> Aim of the exercise
Copy all lines below that use the word "simply".

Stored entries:
▽

PR #909, opened 2023-01-19
Do not assign people to draft pull requests

martincostello:
## Changes

I opened #908 as a draft to prevent spamming people, but as a custom workflow is used instead of `CODEOWNERS` it didn't have the desired effect.

This PR changes the workflow to only assign when the pull request is not a draft.

If the current behaviour is intentional, feel free to close this pull request.


cijothomas:
Force merge as the CI failure is unrelated.

Issue #934, opened 2023-01-27
Unable to make socket connection at startup causing application container to restart


arunmk-ms:
# Issue with OpenTelemetry.Exporter.Geneva
Application containers are restarting continuously whenever there is a delay in mounting the UDS mount points at application startup. I have made a PR with the changes. Please check the same and let me know if these can be merged in. 

List of [all OpenTelemetry NuGet packages](https://www.nuget.org/profiles/OpenTelemetry) and version that you are using (e.g. `OpenTelemetry 1.0.2`):

```
    <PackageReference Include="OpenTelemetry.Exporter.Geneva" Version="1.3.1" />
    <PackageReference Include="OpenTelemetry.Exporter.InMemory" Version="1.3.2" />
```

Runtime version (e.g. `net462`, `net48`, `netcoreapp3.1`, `net6.0` etc. You can find this information from the `*.csproj` file):
net7.0

**Is this a feature request or a bug?**

* [ ] Feature Request
* [X] Bug

**What is the expected behavior?**
The application should startup even if the mount point is not available. 

What do you expect to see?
The application should startup without a socket connection to the mount point, reconnect later when the mount point becomes available.

**What is the actual behavior?**
The application fails fast when the uds socket connection could not be made and the containers keep on restarting.

## Additional Context

Add any other context about the feature request here.
Our proposal is to create only the socket in ctor and make the socket connection later while trying to send some data in Send() method.

UnixDomainSocketDataTransport.cs
```
    public UnixDomainSocketDataTransport(
        string unixDomainSocketPath,
        int timeoutMilliseconds = DefaultTimeoutMilliseconds)
    {
        this.unixEndpoint = new UnixDomainSocketEndPoint(unixDomainSocketPath);
        this.timeoutMilliseconds = timeoutMilliseconds;
        this.CreateSocket();
    }

    private void Reconnect()
    {
        this.socket.Close();
        try
        {
            this.CreateSocket();
            this.socket.Connect(this.unixEndpoint);
        }
        catch (Exception ex)
        {
            ExporterEventSource.Log.ExporterException("UDS Connect failed.", ex);

            // Re-throw the exception to fail in the Reconnect attempt.
            throw;
        }
    }

    private void CreateSocket()
    {
        this.socket = new Socket(AddressFamily.Unix, SocketType.Stream, ProtocolType.IP)
        {
            SendTimeout = this.timeoutMilliseconds,
        };
    }
```

PR #935, opened 2023-01-27
Handle exception while opening connection from constructor

arunmk-ms:
Fixes #.
[Issue 934](https://github.com/open-telemetry/opentelemetry-dotnet-contrib/issues/934)

## Changes
Add try/catch to the socket connection in constructor so that the application wont fail fast when the UDS is not available at startup.


reyang (approved):
LGTM with a changelog entry and clearing the CLA.

src/OpenTelemetry.Exporter.Geneva/CHANGELOG.md
```diff
@@ -15,6 +15,9 @@
   environment variables) used by GenevaTraceExporter in Linux.
   ([#925](https://github.com/open-telemetry/opentelemetry-dotnet-contrib/pull/925))
 
+* Fix socket connection issue at startup when UDS mount point is not available
```
reyang, line 18: I would suggest that we capture the expectation from the users' perspective. Maybe something like (to be frank I haven't spent much time polishing the message):

"Changed the behavior of during initialization on Linux. Before this change, the exporter initialization would throw exception if the target Unix Domain Socket does not exist; after this change, the exporter initialization would return success and the exporting background thread will try to establish the connection."

arunmk-ms: Updated change log as per your suggestion. Thank you!

src/OpenTelemetry.Exporter.Geneva/MsgPackExporter/Transport/UnixDomainSocketDataTransport.cs
```diff
@@ -43,7 +43,7 @@ internal class UnixDomainSocketDataTransport : IDataTransport, IDisposable
     {
         this.unixEndpoint = new UnixDomainSocketEndPoint(unixDomainSocketPath);
         this.timeoutMilliseconds = timeoutMilliseconds;
-        this.Connect();
+        this.CreateSocket();
```
cijothomas, line 46: we can keep the same code as before, with just one change: wrap this line inside try..catch, and log the fact that UDS was unavailable at startup.

cijothomas:
Thanks!

Given we are in RC state right now, we might hold off merging until 1.4.0 stable is out, so we'll get some time to test this.

wsugarman:
I am concerned a bit that this PR will further reduce any "fail-fast" behavior that may save telemetry from being dropped. If my understanding of the code is accurate, today if there are any errors when sending telemetry batches to the socket, then those batches will simply be dropped. However today, at the very least, the constructor will throw exceptions and fail the application if the socket is misconfigured or not ready.

I can create a separate issue for it, but I'd love to see more resiliency in the exporter with regards to transient failures -- perhaps retries or even some preservation of unsent batches while managing a reasonable amount of backpressure.

cijothomas:
> I am concerned a bit that this PR will further reduce any "fail-fast" behavior that may save telemetry from being dropped. If my understanding of the code is accurate, today if there are any errors when sending telemetry batches to the socket, then those batches will simply be dropped. However today, at the very least, the constructor will throw exceptions and fail the application if the socket is misconfigured or not ready.
> 
> I can create a separate issue for it, but I'd love to see more resiliency in the exporter with regards to transient failures -- perhaps retries or even some preservation of unsent batches while managing a reasonable amount of backpressure.

You concern is valid, and we did consider it before deciding to take this in.
1. In windows also, where we use ETW, the telemetry is simply lost if agent is not ready. This PR makes Linux behavior somewhat same - if agent is not available, telemetry is simply lost. 
2. This is consistent with OTLP Exporters - they dont fail at startup.

Agree about the data loss issues/retry etc - We are adding it to OTLP Exporters - https://github.com/open-telemetry/opentelemetry-dotnet/issues/4115 and could likely re-use idea from it for the Linux side.

(Long term, Linux would move away from UDS towards user_events (https://docs.kernel.org/trace/user_events.html) in Linux, once its get ready in linux distributions), so it'll be consistent with Windows (no batching etc!)

dustinburson:
> 

Any consideration to allowing this behavior to be configurable?  Also is there any recommendation on how to monitor this in the process?   For example, the code in question has this line ```ExporterEventSource.Log.ExporterException("UDS unavailable at startup.", ex);```.  I assume it is possible to look for these events and respond?  If so is the a similar mechanism to detect if the UDS is becomes available?  I am thinking of a scenario where we might be okay with this for a limited time but if we detect failures for an extended period (say 5 minutes) we might want to take some action to avoid a process running for an extended prior of time without telemetry.

cijothomas:
> > 
> 
> Any consideration to allowing this behavior to be configurable? Also is there any recommendation on how to monitor this in the process? For example, the code in question has this line `ExporterEventSource.Log.ExporterException("UDS unavailable at startup.", ex);`. I assume it is possible to look for these events and respond? If so is the a similar mechanism to detect if the UDS is becomes available? I am thinking of a scenario where we might be okay with this for a limited time but if we detect failures for an extended period (say 5 minutes) we might want to take some action to avoid a process running for an extended prior of time without telemetry.


_`ExporterEventSource.Log.ExporterException("UDS unavailable at startup.", ex);`. I assume it is possible to look for these events and respond?_

https://github.com/open-telemetry/opentelemetry-dotnet/tree/main/src/OpenTelemetry#self-diagnostics is one option. Or any other tools like perfview, logman, or own listener. (We do not support routing this to iLogger, but thats something which might be added in the future)

_If so is the a similar mechanism to detect if the UDS is becomes available?_

The exporters keeps attempting for each Export, so if UDS is unavailable for some time, then becomes available, those telemetry from that down-window is lost, the rest will continue to flow.

_we might want to take some action to avoid a process running for an extended prior of time without telemetry._
The best option right now is to write own listener to the Exporter eventsource, and react to it (like sending some metrics saying UDS unavailable...). 

_Any consideration to allowing this behavior to be configurable?_
As mentioned in the previous comment, the goal for GenevaExporter long term is to only have native-to-OS transport. i.e ETW/TLD in windows and user_events in Linux. We are hesistant to keep adding more configs/switches which are not aligned with the long term direction.

reyang:
> Any consideration to allowing this behavior to be configurable? Also is there any recommendation on how to monitor this in the process? For example, the code in question has this line `ExporterEventSource.Log.ExporterException("UDS unavailable at startup.", ex);`. I assume it is possible to look for these events and respond? If so is the a similar mechanism to detect if the UDS is becomes available? I am thinking of a scenario where we might be okay with this for a limited time but if we detect failures for an extended period (say 5 minutes) we might want to take some action to avoid a process running for an extended prior of time without telemetry.

I suggest us solving this problem outside the SDK/Exporter. For example, using ETW there is no easy for the SDK to know whether the data is received by the downstream or not (e.g. ETW does not tell the sender if the data is dropped due to buffer full), and such design comes with good reason.

I think something like heartbeat/QoS is a better direction.

src/OpenTelemetry.Exporter.Geneva/CHANGELOG.md
```diff
@@ -33,6 +33,13 @@ Released 2023-Jan-30
   environment variables) used by GenevaTraceExporter in Linux.
   ([#925](https://github.com/open-telemetry/opentelemetry-dotnet-contrib/pull/925))
 
+* Changed the behavior of Unix domain socket connection at startup. Before this
```
Kielek, line 36: After merges with main it was moved to relesed section,. It should be under unreleased.

test/OpenTelemetry.Exporter.Geneva.Tests/GenevaTraceExporterTests.cs
```diff
@@ -359,7 +359,7 @@ public void GenevaTraceExporter_Constructor_Missing_Agent_Linux()
                         options.ConnectionString = "Endpoint=unix:" + path;
                     })
                     .Build();
-                Assert.True(false, "Should never reach here. GenevaTraceExporter should fail in constructor.");
+                Assert.True(true, "GenevaTraceExporter should not fail in constructor.");
```
utpilla, line 362: Could you add a comment here saying "GenevaExporter would not throw if it was not able to connect to the UDS socket in ctor. It would keep attempting to connect to the socket when sending telemetry."

utpilla (approved):

test/OpenTelemetry.Exporter.Geneva.Tests/GenevaTraceExporterTests.cs
```diff
@@ -359,7 +359,9 @@ public void GenevaTraceExporter_Constructor_Missing_Agent_Linux()
                         options.ConnectionString = "Endpoint=unix:" + path;
                     })
                     .Build();
-                Assert.True(false, "Should never reach here. GenevaTraceExporter should fail in constructor.");
+                // GenevaExporter would not throw if it was not able to connect to the UDS socket in ctor. It would
```
cijothomas, line 362:
```suggestion

                // GenevaExporter would not throw if it was not able to connect to the UDS socket in ctor. It would
```

src/OpenTelemetry.Exporter.Geneva/CHANGELOG.md
```diff
@@ -2,6 +2,13 @@
 
 ## Unreleased
 
+* Changed the behavior of Unix domain socket connection at startup. Before this
+  change, the exporter initialization would throw exception if the target Unix
+  Domain Socket does not exist. After this change, the exporter initialization
+  would return success and the exporting background thread will try to
+  establish the connection.
+  ([#935](https://github.com/open-telemetry/opentelemetry-dotnet-contrib/pull/935))
+
```
cijothomas, line 11:
```suggestion

```

utpilla:
@arunmk-ms We released the stable 1.4.0 version of GenevaExporter. Could you please resolve the merge conflicts, and we can get this PR merged?

arunmk-ms:
@utpilla done

utpilla:
Thanks for your contribution @arunmk-ms !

△

> Result of this exercise
I am concerned a bit that this PR will further reduce any "fail-fast" behavior that may save telemetry from being dropped. If my understanding of the code is accurate, today if there are any errors when sending telemetry batches to the socket, then those batches will simply be dropped. However today, at the very least, the constructor will throw exceptions and fail the application if the socket is misconfigured or not ready.
> I am concerned a bit that this PR will further reduce any "fail-fast" behavior that may save telemetry from being dropped. If my understanding of the code is accurate, today if there are any errors when sending telemetry batches to the socket, then those batches will simply be dropped. However today, at the very least, the constructor will throw exceptions and fail the application if the socket is misconfigured or not ready.
1. In windows also, where we use ETW, the telemetry is simply lost if agent is not ready. This PR makes Linux behavior somewhat same - if agent is not available, telemetry is simply lost. 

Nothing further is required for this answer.